Vernodalin Alleviates Cardiotoxicity and Inflammation in Isoproterenol-Mediated Myocardial Infarction through NF-κB/AMPK Signaling Pathways in Rats.

BACKGROUND

Myocardial infarction (MI) is the foremost cause of mortality in cardiovascular diseases. MI ultimately exacerbates cardiotoxicity due to the release of toxicity biomarkers and inflammatory infiltration.

AIM

Vernodalin (VN) is a renowned cytotoxic sesquiterpene lactone that possesses antioxidant, anticancer, and anti-inflammatory properties. The cardioprotective mechanism of VN remains concealed. Hence, we explored the cardioprotective efficacy of VN on isoproterenol (ISO)- mediated MI and analyzed its underlying mechanism.

METHODS

To investigate the cardioprotective potential of VN (10 mg/kg bw), Wistar albino rats were subcutaneously injected with ISO (85 mg/kg bw) to induce MI. The assessment included measurements of heart weight/body weight index, hemodynamics, toxicity enzymes, histology, inflammatory mediators, and signaling pathway.
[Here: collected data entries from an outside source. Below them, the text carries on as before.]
PR #8921, opened 2020-02-10
FIX: when unread reply notification exists don't create new

lis2:
From time to time, the user is creating a reply post and then they want to add additional details. They edit an existing post and for example, add a quote from a previous one.

In that situation, if the user to whom reply was directed to already have the unread notification, we should not create the new one.

That behaviour was mentioned here: https://meta.discourse.org/t/reply-then-edit-to-add-quote-notification-redundancy/138358

### DIFF
--- a/app/services/post_alerter.rb
+++ b/app/services/post_alerter.rb
@@ -261,6 +261,7 @@ class PostAlerter
   end
 
   def should_notify_previous?(user, post, notification, opts)
+    return false unless notification
     case notification.notification_type
     when Notification.types[:edited] then should_notify_edit?(notification, post, opts)
     when Notification.types[:liked]  then should_notify_like?(user, notification)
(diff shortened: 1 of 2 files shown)


app/services/post_alerter.rb
```diff
@@ -332,6 +332,9 @@ def create_notification(user, type, post, opts = {})
 
     return if existing_notification_of_same_type && !should_notify_previous?(user, post, existing_notification_of_same_type, opts)
 
+    existing_unread_reply_notification = existing_notifications.find { |n| !n.read && n.notification_type == Notification.types[:replied] }
```
ZogStriP: You can merge both lines 😉 

```ruby
return if existing_unread_reply_notification = existing_notifications.find { |n| !n.read && n.notification_type == Notification.types[:replied] }
```

lis2:
@SamSaffron could you review it? Regis and Robin reviewed and accepted it before our conversation worth 1 million dollars.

While decreasing hemodynamic parameters and VEGF-B, AMPK, and eNOS signaling pathways, ISO increased heart weight/body weight index, cardiotoxicity enzymes, biomarkers, inflammation, and histological alterations.

RESULTS

Treatment with VN could significantly (pπ0.05) mitigate the heart weight/body weight index, cardiotoxicity enzymes, biomarkers, inflammatory cytokines, and histopathological changes while enhancing hemodynamic parameters and VEGF-B, AMPK, and eNOS signaling pathways. Collectively, our findings revealed that the VN ameliorated defensive action against MI and averted myocardial injury by reducing the NF-κB-mediated inflammatory pathways in rats.

CONCLUSION

These findings established that VN expressively preserves the myocardium and employs anti-inflammatory actions by regulating NF-κB, VEGF-B, AMPK, and eNOS signaling pathways.